▶ **Task inputs**
PR #251, opened 2019-07-01
linear regression

petrelharp:
The math is in the treestats paper; I think all the bits are there but with some errors yet.

I ended up duplicating a moderate amount of code, from the "weighted_stats" because this case is different to covariance and correlation (in that it has another argument, "covariates"). I haven't thought of a better way to do this yet - hampered by a lack of examples. So maybe it's fine; when/if we have more examples we can generalise appropriately.

### DIFF
--- a/c/tskit/trees.c
+++ b/c/tskit/trees.c
@@ -1758,6 +1758,12 @@ typedef struct {
 } weight_stat_params_t;
 
 typedef struct {
+    tsk_size_t num_samples;
+    tsk_size_t num_covariates;
+    double *V;
+} covariates_stat_params_t;
+
+typedef struct {
     tsk_id_t *sample_sets;
     tsk_size_t num_sample_sets;
     tsk_size_t *sample_set_sizes;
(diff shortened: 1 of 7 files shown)


petrelharp:
This works, finally!  Mostly I had to track down some issues having to do with singular matrices.  NB: I ran the tests with `p=1.0`, which took awhile, but passed.

petrelharp:
ok, for realsies, without memory leaks.

petrelharp:
So, I added a check that our random checks are actually checking things. This turns out to be problematic, because, I guess, they aren't always. =) Thinking about a fix still.

python/tests/test_tree_stats.py
```diff
@@ -44,18 +44,29 @@
 np.random.seed(5)
 
 
-def subset_combos(*args, p=0.75):
+def subset_combos(*args, p=0.5, min_tests=3):
```
petrelharp: ok, so now this is accumulating a sorta random list of skipped combinations, that it will return to if there haven't been at least `min_tests` done. Also note that the random seed is now set *outside* this function, so the sequence of tests/don't test is different for each method (important).

petrelharp:
I'm hoping this is good, now. The docs could be better, but this is hard to explain, concisely.

c/tskit/trees.c
```diff
@@ -2012,6 +2018,113 @@ tsk_treeseq_trait_correlation(tsk_treeseq_t *self,
...
+    size_t i, j;
+
+    m = x[state_dim - 1];
+    for (i = 0; i < result_dim; i++) {
+        if ((m > 0.0) && (m < num_samples)) {
+            v = GET_2D_ROW(V, k, i);
+            a = x[i];
+            denom = m;
+            for (j = 0; j < k; j++) {
+                xx = x[result_dim + j];
```
jeromekelleher: This should be ``state_dim``, shouldn't it?

c/tskit/trees.c
```diff
@@ -2012,6 +2018,113 @@ tsk_treeseq_trait_correlation(tsk_treeseq_t *self,
...
+                a -= xx * v[j];
+                denom -= xx * xx;
+            }
+            if (denom < 1e-8) {
```
jeromekelleher: Hmmm; feels very arbitrary. We need a comment describing why this is done at the least. Should it be a tuning parameter, passed in to the top-level method?

c/tskit/trees.c
```diff
@@ -2012,6 +2018,113 @@ tsk_treeseq_trait_correlation(tsk_treeseq_t *self,
...
+                result[i] = 0.0;
+            } else {
+                result[i] = (a * a) / (denom * denom) / 2;
```
jeromekelleher: Is this the same as ``(a * a) / (2 * denom * denom)``? Or is it ``(2 * a * a) / (denom * denom)``. It'd be good for readability to either put in some brackets or reorganise it a bit.

python/tests/test_tree_stats.py
jeromekelleher: But this means that we'll have different tests run depending on the context - if we run one test on it's own, it'll be different to if we ran it with all other tests, or just one class. I've had this before, and it's horrible when trying to track down bugs. We should pass the random seed as a parameter. I don't think it's that important to have different test/don't test combinations for different methods, but we could come up with something that passes in a different seed which is a hash of the calling method or something like that.

python/tskit/trees.py
```diff
@@ -3448,6 +3449,8 @@ def trait_covariance(self, W, windows=None, mode="site", span_normalise=True):
             window (defaults to True).
         :return: A ndarray with shape equal to (num windows, num statistics).
         """
+        if W.shape[0] != self.num_samples:
+            raise ValueError("First trait dimension must be equal to number of samples.")
```
jeromekelleher: Is this not caught by the low-level code, or are you giving a more user-friendly error message? (More user friendly message is good!)

petrelharp: The second thing: the low level error is quite cryptic:
```
  File "/home/peter/projects/tskit-dev/tskit/python/tskit/trees.py", line 3584, in trait_regression
    mode=mode, span_normalise=span_normalise)
ValueError: object of too small depth for desired array
```
... although we should actually fix this for all the stats at once.

c/tskit/trees.c
petrelharp: Nope - here, `x[0], ..., x[result_dim - 1]` is the internal state corresponding to the traits, `W`, and `x[result_dim], ..., x[state_dim - 2]` is the state corresponding to the covariates, `Z`, and `x[state_dim - 1]` is the "tracked sample count" column. (But, maybe I should have called this `z` instead of `xx`.)

c/tskit/trees.c
petrelharp: Maybe this should be a `tol` parameter. In practice I was getting values of like 1e-15 here, so something like that would probably be fine, so this is rather conservative. 

But: denom is equal to the norm of the orthogonal projection of the genotype vector into the subspace spanned by the covariates.  A value of `denom` less than 1e-8 here means that the genotype is *very* close to being exactly in the span of the covariates.  For denom to be of size 1e-8 but the genotype *not* be in the span of the covariates, given that the genotype vector is binary, you'd need something like, say, sex as a covariate and a SNP that exactly segregates between sexes except for in one person out of a sample size of 100 million. So, yeah. `denom` is only anywhere close to zero in in either test data, where we've got like four samples and four covariates, or in cases where the genotype is very tightly correlated with a covariate, someplace that it's probably good to be conservative.

So: I'll add a comment?

c/tskit/trees.c
petrelharp: whoops, yes!

python/tskit/trees.py
petrelharp: Hm, actually, this is just in correlation and covariance also; checking like this is fine.

c/tskit/trees.c
jeromekelleher: What happens if we just let it pass through though? Do things blow up, or do we just get something quite large (I guess, since we're dividing by 1e-16?). What's the harm in getting back these values?

If we have to have a threshold for numerical reasons then we'll have to add it as a parameter in the C API; unlike Python, we can't just add new parameters later, unfortunately. If we hard code it in, in practise we'd end up having to add a second version of this function in with this parameter included.

c/tskit/trees.c
jeromekelleher: I see, thanks for clarifying

python/tests/test_tree_stats.py
petrelharp: Hm. I think it's important to have different combinations for different methods, because our different tests are testing different things, so if if *all* of the combinations skip one, then we're missing that out.

Your suggestion is good, but I don't know how to get different seeds in there. We can't just put in a seed in the call to `subset_combos( )` because then every derived class will use the same seed.  Hashing the call stack, maybe, but would the call stack really be the same when running all tests and running just the one you're interested in? Seems very tricky.

Before going down this rabbit hole, let me point out that if you want to re-find a failed test, you can just set `p=1.0` in the code (eg by uncommenting line 52 below).

c/tskit/trees.c
petrelharp: Actually, in practise we seem to get not-large values, because the numerator is small also. We don't want these because (a) we can't test them and (b) if the denominator is zero then the solution is non-unique, and the one we want to return here is 0.

I suppose we could add this as a parameter to the C API, although I really don't think anyone's going to want to change it, ever. I'm still voting to leave it out.

petrelharp:
I've got a solution to the nonrandom tests: see the last commit. It's using the same seed for verify( ) for each of the tests in the same name/mode combination, but that's probably ok.

python/tests/test_tree_stats.py
jeromekelleher: That's a good point - we can always reproduce specific combos by running them all on a particular test. OK, let's not worry too much about this, sorry for the noise.

c/tskit/trees.c
jeromekelleher: OK, let's leave it as it is then.

jeromekelleher:
Looks great @petrelharp - I think this is ready to merge after a rebase.

petrelharp:
Still not totally happy with the random checking, but maybe I'll figure it out later.

python/tests/test_tree_stats.py
petrelharp: oh, so you'd be ok with putting the seed back up to the top, rather than hashing? I'd prefer that.

jeromekelleher: Yeah, I guess. I have a feeling it'll come back to bite us, but I don't have a better suggestion so let's just set it at the module level and run the tests non-determinisitically.

petrelharp:
I've pushed this back to setting the seed globally. I say we merge this.

jeromekelleher:
Done!

PR #3004, opened 2024-09-27
Add changelog for 2870

### LINKED ISSUE #2870: Warning for `draw_svg` plot uses `logging` module instead of `warnings`

benjeffery:
Fixes #2870

### DIFF
--- a/python/CHANGELOG.rst
+++ b/python/CHANGELOG.rst
@@ -30,6 +30,9 @@
 - Limit output HTML when a tree sequence is displayed that has a large amount of metadata.
   (:user:`benjeffery`, :pr:`2999`)
 
+- Fix warning in `draw_svg` to use correct warnings module.
+  (:user:`duncanMR`, :issue:`2870`, :pr:`2871`)
+
 **Features**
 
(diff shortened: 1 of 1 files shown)


jeromekelleher (approved):

hyanwong:
Duncan says this is correct, so merge when ready.

PR #3005, opened 2024-09-28
Unifying stat method desc and linking to math summary

gregorgorjanc:
I was working through the stats tutorial at https://tskit.dev/tutorials/analysing_tree_sequences.html (incoming PR) and thought that linking stats/math summaries (https://tskit.dev/tskit/docs/stable/stats.html#summary-functions) to method docs would be very useful.

I also followed a style from the diversity method doc (what is the stat, then links to sample_sets, windows, ...).

@petrelharp can you have a look at this PR?

### DIFF
--- a/python/tskit/trees.py
+++ b/python/tskit/trees.py
@@ -7515,7 +7515,6 @@ class TreeSequence:
         as sample sets will give ``f`` an argument of length two, giving the number
         of samples in ``A`` and ``B`` below the node in question. So, if we define
 
-
         .. code-block:: python
 
             def f(x):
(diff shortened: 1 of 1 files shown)


python/tskit/trees.py
```diff
@@ -8246,6 +8249,9 @@ def genetic_relatedness(
         """
         Computes genetic relatedness between (and within) pairs of
         sets of nodes from ``sample_sets``.
+        Please see the :ref:`summary functions <sec_stats_summary_functions>`
```
petrelharp, line 8252:
```suggestion
        See the :ref:`summary functions <sec_stats_summary_functions>`
```
For consistency.

python/tskit/trees.py
```diff
@@ -8478,8 +8484,12 @@ def genetic_relatedness_weighted(
         centre=True,
     ):
         r"""
-        Computes weighted genetic relatedness. If the :math:`k` th pair of indices
-        is (i, j) then the :math:`k` th column of output will be
+        Computes weighted genetic relatedness.
+        Please see the :ref:`summary functions <sec_stats_summary_functions>`
+        section on the exact definition of the calculated statistic.
```
petrelharp, line 8489: I don't actually think the "summary function" is a good place to refer people to here. That is a definition, but it only makes sense if someone understands How It All Works. The approach we've taken in other statistics is to provide a more plain (but equivalent) definition. I think here the thing to do is to just refer to the docs for `genetic_relatedness`, because this function's notion of genetic relatedness is the same as that one.

petrelharp:
In general I like the rearrangments, but I don't think we should add "please see summary functions for a precise definition". Instead, we should make what's said there in the documentation precise enough, if it isn't already? I am pretty sure that what's there for `diversity`, for instance, *is* precise - did you find it ambiguous? The 'summary function' definition is nice and concrete once you understand it, but most readers won't be on board with this. Some other way of referring to the summary functions could be helpful but more like "if you want the computational details, see XXX"?

gregorgorjanc:
@petrelharp I followed your suggestions in the last commit.

I thought adding the link to computational/mathematical definition would be useful to provide concrete/mathematical detail of what is calculated. This makes things concrete, but since it's only a link, it does not overwhelm a user (I agree that simple descriptive text should be preferred). Also, you have written these math details for some stats, so adding these links exposes/leverages that part of the doc (most users will only look at function docs and won't go over the whole stats doc to find math detail).

Happy to iterate.

PR #3007, opened 2024-10-03
Add title attributes to SVG symbols

hyanwong:
So we can reveal node and mutation details on SVG mouseover


jeromekelleher (approved):
LGTM

Any svg version weirdness to worry about?

hyanwong:
I don't think this should cause any problems. It's only an extra attribute. It works fine on the browsers I have used.

I forgot to document the parameters, however, so will add that now.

▶ **Assigned task**
Look through the listing above, please, and state how many lines hold the word "leave"; the number alone is the answer.

▶ **Answer section**
2